# Police K9 killed in NJ



## Dave Martin

Police dog gets thrown into traffic after tracking down a suspect and dies instantly.. Really hope the scumbag(s) get the max sentence for this. I still don't understand how exactly the guy could've gotten ahold of the dog. Sad stuff..

http://abclocal.go.com/wpvi/story?section=news/crime&id=7818132

...


----------



## Jim Nash

That sucks . My thoughts and prayers are with the handler and family .


----------



## Don Turnipseed

One has to wonder how the bad guy could actually get hold of a dog with all that bite training. You would think throwing the dog into the traffic would be impossible since the dog had to have a bite on him.


----------



## mike suttle

Don Turnipseed said:


> One has to wonder how the bad guy could actually get hold of a dog with all that bite training. You would think throwing the dog into the traffic would be impossible since the dog had to have a bite on him.

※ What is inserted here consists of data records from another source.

PR #1236, opened 2026-06-16
chore(ios): simulator fallback for mlx backend

NorbertKlockiewicz:
## Description

The MLX backend cannot link or run against the iOS **Simulator** Metal SDK (`_MTLTensorDomain` / `_MTLIOErrorDomain` are absent from the simulator Metal SDK). This PR removes the dead simulator MLX binary and makes model selection automatically fall back to XNNPACK on the iOS simulator.

Changes:

- **`modelRegistry.ts`** — `resolveBackend` gains a simulator policy (`applySimulatorPolicy`): when a model resolves to the `mlx` backend on the iOS simulator (`react-native-device-info` `isEmulatorSync()`), it falls back to `xnnpack` if the model ships it. An **explicitly requested** `mlx` backend on the simulator is not silently swapped — it throws a clear, actionable error instead of failing cryptically at native model load. Models with no simulator-compatible backend (multimodal Gemma) also throw at selection time, before any download.
- Multimodal Gemma is converted to a proper variant map (`mlx` / `vulkan`) so it flows through the resolver; the dead `Platform.OS`-ternary consts it used are removed.
- **`react-native-device-info`** added as a dependency (used by the resolver).
- **`libbackend_mlx_simulator.a` deleted** and the xcframework rebuilt — the `ios-arm64-simulator` slice is MLX-free; the `ios-arm64` (device) slice keeps MLX.

The fallback/throw happens when the model accessor is called (eagerly), i.e. before any model download starts.

- [ ] Yes
- [x] No

### Type of change

### Tested on

- [x] iOS
- [ ] Android

### Testing instructions

1. Run the LLM example app on the **iOS Simulator**, select Gemma 4 E2B (text), and confirm it loads the XNNPACK model instead of failing on MLX.
2. On the simulator, calling `models.llm.gemma4_e2b({ backend: 'mlx' })` throws a clear error (MLX requires a physical device); `models.llm.gemma4_e2b()` falls back to XNNPACK.
3. On a **physical device**, Gemma 4 E2B still resolves to MLX and runs as before.
4. Multimodal Gemma on the simulator throws a descriptive error at selection time (no XNNPACK multimodal build exists).

### Checklist

### Additional notes

`react-native-device-info` is a native module, so consuming apps must have it linked (pod installed) — it ships with the example apps.

### DIFF
--- a/packages/react-native-executorch/src/constants/modelRegistry.ts
+++ b/packages/react-native-executorch/src/constants/modelRegistry.ts
@@ -79,17 +79,10 @@ type ConfigOf<V> = Extract<
 >;
 type BackendsOf<V> = Extract<keyof V, Backend>;
 
-const BACKEND_ORDER: Backend[] = ['xnnpack', 'coreml', 'mlx', 'vulkan', 'qnn'];
-
-function firstBackend(variants: AnyVariantMap): Backend {
-  for (const b of BACKEND_ORDER) {
-    if (variants[b]) return b;
-  }
-  throw new RnExecutorchError(
-    RnExecutorchErrorCode.Internal,
-    'Model variant map is empty.'
-  );
-}
+const PLATFORM_PREFERENCE: Partial<Record<typeof Platform.OS, Backend[]>> = {
+  ios: ['coreml', 'mlx', 'xnnpack'],
+  android: ['vulkan', 'qnn', 'xnnpack'],
+};
 
 function applySimulatorPolicy(
   backend: Backend,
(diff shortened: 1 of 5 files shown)


packages/react-native-executorch/src/constants/modelRegistry.ts
```diff
@@ -90,26 +91,47 @@ function firstBackend(variants: AnyVariantMap): Backend {
...
   requested: Backend | undefined
 ): Backend {
-  if (requested) return requested;
+  if (requested) return applySimulatorPolicy(requested, variants, true);
   if (platformDefaults) {
     if (Platform.OS === 'ios' && platformDefaults.ios)
-      return platformDefaults.ios;
+      return applySimulatorPolicy(platformDefaults.ios, variants, false);
     if (Platform.OS === 'android' && platformDefaults.android) {
       return platformDefaults.android;
```
msluszniak: The simulator policy is applied by decorating individual `return` sites, and the asymmetry shows: the `requested`, `ios`, `default`, and `firstBackend` paths get wrapped, but the `android` branch doesn't.

It's functionally harmless (`applySimulatorPolicy` early-returns unless `Platform.OS === 'ios'`, so wrapping android would be a no-op), but it reads as if android is *intentionally* exempt from a policy when it's really just unreachable. A future maintainer can't tell the difference, and if the policy ever grows a non-iOS case the android branch silently won't get it.

Would prefer separating *selection* from *validation* and applying the policy once at a single chokepoint, so every path (android included) flows through the same gate uniformly:

```ts
function resolveBackend(
  variants: AnyVariantMap,
  platformDefaults: PlatformDefaults<Backend> | undefined,
  requested: Backend | undefined
): Backend {
  const explicit = requested !== undefined;
  const backend = selectBackend(variants, platformDefaults, requested);
  return applySimulatorPolicy(backend, variants, explicit);
}

// pure selection — no simulator awareness
function selectBackend(variants, platformDefaults, requested): Backend {
  if (requested) return requested;
  if (platformDefaults) {
    if (Platform.OS === 'ios' && platformDefaults.ios) return platformDefaults.ios;
    if (Platform.OS === 'android' && platformDefaults.android) return platformDefaults.android;
    if (platformDefaults.default) return platformDefaults.default;
  }
  if (Platform.OS === 'ios' && variants.coreml) return 'coreml';
  if (Platform.OS === 'android' && variants.xnnpack) return 'xnnpack';
  return firstBackend(variants);
}
```

This also computes `explicit` once instead of hand-setting the boolean at each call site, and keeps the selection logic readable.

msluszniak (approved):
Fallback works, and error with explicit MLX on sim raises correct error:

Image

The report said that the suspect (Robinson) was also injured by the car. This would allow me to believe that maybe Robinson swung the dog's ass end into the car while the dog was still biting his upper body. I can see how that would be possible. But the truth is there are several ways to get a hold of a dog while he is biting you. 
No matter how it happened, it is a shame. But that can be a tough job and sometimes shit like this can happen when you are fighting with a bad guy who has nothing to loose and really wants to get away from you.


----------



## Don Turnipseed

If that is the case, maybe the guyu was fighting the dog and didn't even see the car and is lucky he didn't get killed also.....or maybe not so lucky.


----------



## Jim Nash

mike suttle said:


> The report said that the suspect (Robinson) was also injured by the car. This would allow me to believe that maybe Robinson swung the dog's ass end into the car while the dog was still biting his upper body. I can see how that would be possible. But the truth is there are several ways to get a hold of a dog while he is biting you.
> No matter how it happened, it is a shame. But that can be a tough job and sometimes shit like this can happen when you are fighting with a bad guy who has nothing to loose and really wants to get away from you.

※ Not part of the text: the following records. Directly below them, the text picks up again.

Issue #1208, opened 2026-06-01
[RNE Rewrite] - Aggregated issue


msluszniak:
### Discussed in https://github.com/software-mansion/react-native-executorch/discussions/1189

<div type='discussions-op-text'>

<sup>Originally posted by **msluszniak** May 26, 2026</sup>

# RNE refactor

As we discussed internally, we need to refactor lib to be open for non-dectructing additions to the lib, be more modular, improve speed of the core functionalities of the lib. Here is a PoC that we will use to progress with the issue: 

- https://github.com/barhanc/rnet-poc/tree/main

That's exactly what I pictured when I heard the suspect was struck also . I went back and watched the video and the Chief stated the suspect threw the dog into traffic as the K9 was attached to his arm . Sounds like the dog was going against a strong athletic suspect , local highschool football standout with possibilities to play some semi pro football .

The dynamics of a real apprehension can often be difficult for a K9 . Especially with a strong atheletic suspect . He isn't held back in his movements by a big bitesuit that also makes it easy to hold a grip . They often aren't done in broad daylight on flat grassy fields with the suspect running in a straight line .

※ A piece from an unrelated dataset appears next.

PR #1264, opened 2026-06-18
[RNE Rewrite] feat!: add classification task and common utilities for manipulating tensors in CV tasks

### LINKED ISSUE #1207: Add utilities for inspecting .pte files directly
While trying to debug problems with Disitiluse model I felt the process would be much more developer friendly, if we had some utilities to inspect model files directly, like input/output tensor schemas, supported backends, etc.  The scope of this issue is to add such functionality to react-native-executorch.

In real apprehensions dogs deal with suspects would try to dodge the bite , curbs , retaining walls , ice , snow , rain , unlevel ground darkness often with the added strobing effect from the squads emergency lights caus shadow making targetting difficult . Large coats , multiple layers of clothing (around here the local scumbags where 2-3 pairs of pants during the winter since they are out and about committing crime and want to stay warm) . 

This dog made a 1/2 mile track to the suspect has won multiple awards and was the biggest reason this violent suspect was taken into custody .


----------



## Jim Nash

Don Turnipseed said:


> If that is the case, maybe the guyu was fighting the dog and didn't even see the car and is lucky he didn't get killed also.....or maybe not so lucky.


I'm sure that will be his defence .


----------



## Mark Horne

So what forced the confrontation in such a dangerous area, the K9 was off the lead, on the shoulder of a busy road, there was no threat to any other person. Why engage.

We don't have policies of arrest at all cost, so what if you followed him off the busy road at a safe distance, what if he got away with his $300 to be arrested the next day, which happened.

Real tragedy for the dog, would be interested in the thought process that meant the suspect MUST be engaged there and then; thank god the Hockey Mums weren't driving passed and swerved or we would had a human fatality.

It’s a grey world for the K9 but you are trusted to make decisions where you consider the overall impact of the decisions you are about to take and their immediate necessity.

Tragic.

Mark


----------



## will fernandez

you can what if it all you want. I am sure 95 percent of US k9 handlers would have done it the same way. I would rather it be the dog than one of my fellow officers fighting that suspect on the side of the road.


----------



## Jim Nash

Mark Horne said:


> So what forced the confrontation in such a dangerous area, the K9 was off the lead, on the shoulder of a busy road, there was no threat to any other person. Why engage.
> 
> We don't have policies of arrest at all cost, so what if you followed him off the busy road at a safe distance, what if he got away with his $300 to be arrested the next day, which happened.
> 
> Real tragedy for the dog, would be interested in the thought process that meant the suspect MUST be engaged there and then; thank god the Hockey Mums weren't driving passed and swerved or we would had a human fatality.
> 
> It’s a grey world for the K9 but you are trusted to make decisions where you consider the overall impact of the decisions you are about to take and their immediate necessity.
> 
> Tragic.
> 
> Mark


Doesn't really give that much information . You're a Police Officer right ? Ever have a situation evolve ? I've had over a 100 apprehensions with both my dogs and in every situation at the time I sent my dog I felt it was safe to send him , but there have been times as my dog was enroute to the suspect that things changed , sometimes I had time to recall or down my dog , other times I didn't . Only by luck did my dogs not get hurt and was able to get to the badguy .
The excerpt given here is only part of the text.